**What the task requires**
Starting with the first line and ending with the one that holds "# Headers mapping for JSON and JSONL file", retype the entries exactly.

── Data records

PR #2288, opened 2022-08-19
JSONL MAPPING HEADERS

### LINKED ISSUE #2284: JSON and JSONL headers mapping
# Headers mapping for JSON and JSONL file

We aim to extend the headers mapping selection feature for JSON and JSONL files (see PRs #2257 and #2273).

**Solution / Approach**
Adopt the same approach used for CSVs headers mapping

**Note for JSON file**

A JSON file differs from a CSV because it is not a "flat" data structure. Our purpose is to allow Timesketch to elaborate JSON file as well. How?
For example:
```
{"datetime" : 2022-11-11,
 "timestamp_desc" : "creation_time",
 "message" : {
                         "field1" : "foo",
                         "field2" : "baf",
                     }
"extra_field" : {
                         "field1" : "foo",
                         "field2" : "baf",
                      } 

}
```
We aim to make this structure flat. How? In the following way:
| datetime   	| timestamp_desc 	| message                             	| extra_field                         	|
|------------	|----------------	|-------------------------------------	|-------------------------------------	|
| 2022-11-11 	| creation_time  	| {"field1": "foo", "field2" : "baf"} 	| {"field1": "foo", "field2" : "baf"} 	|

marcobrotto:
# JSONL MAPPING HEADERS

`closes #2284`

This PR closes the issue #2284 and it  extends the PR #2261 and #2287 regarding the headers mapping feature.

## Main contribution and accomplishment

This PR allows a user to use the headers mapping feature also for JSONL file.

Currently a JSONL file that does not have the required headers, i.e., `message`, `datetime` and `timestamp_desc`, can not be imported into Timesketch.

With this feature we overcome this limitation by introducing the headers mapping functionality. In particolar, a user can now map an existing field in the JSONL with a missing required header.

### How are the headers extracted from the JSONL?

It is easier to extract the headers of a CSV because we can assume that they are on the first line. However, a JSONL file is a different structure where each row corresponds to a dictionary. For this reason, each row could have different headers.

```
{"time" : "2022-11-11", "fileData" : {"path": "/home/luke/Desktop", "filename": "helloBR8", "size" : "22"}}

{"time" : "2022-11-12", "fileData" : {"path": "/home/luke/Desktop", "filename": "na", "size" : "22"}, "logsource" : "sysmon", "" }
```

We can observe that the second line of the example contain a new field that is: "logsource"

**What can't we say?**

All headers are present in the first line of the file. How can we overcome these limitations? Making assumptions and *failing safe* (see below).

**What can we assume?** 

* [Each entry of a JSONL terminates with a new line](https://dbconvert.com/blog/json-lines-data-stream/). To this end, parsing a JSONL doesn’t require custom parsers. Just read a line, parse as JSON, read a line, parse as JSON… and so on.
* We assume that all the headers are in the first line of the JSONL. When we perform the mapping on the server-side, we check first if the `target` field (e.g., `datetime`) is already in the JSONL line. If so, there is no need for mapping. Otherwise, we proceed with the mapping: if any of the fields specified in the `source` value is missing in the JSONL line, we throw a Runtime exception.

```
ld_keys = jsonl_line.keys()
for mapping in headers_mapping:
    if mapping["target"] not in ld_keys:
        # proceed with the mapping
        if mapping["source"]:
            for source in mapping["source"]:
                if source in ld_keys:
                    # proceed with the mapping
                else:
                    # throw a Runtime Error
        else:
            # create the new column with a default value
    else:
        continue
```

## Frontend major modifications:

Wrt the previous request, we did not modify the structure of the HTML.

We added the following methods:

* `extractJSONLHeader()` that extracts the first 
lines of the JSONL file and converts them into JSON objects.

We added around the code of `UploadForm.vue` the various conditions to display the headers mapping functionality (previously displayed only for `CSV` files).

────

**Response area**
PR #2288, opened 2022-08-19
JSONL MAPPING HEADERS

### LINKED ISSUE #2284: JSON and JSONL headers mapping
# Headers mapping for JSON and JSONL file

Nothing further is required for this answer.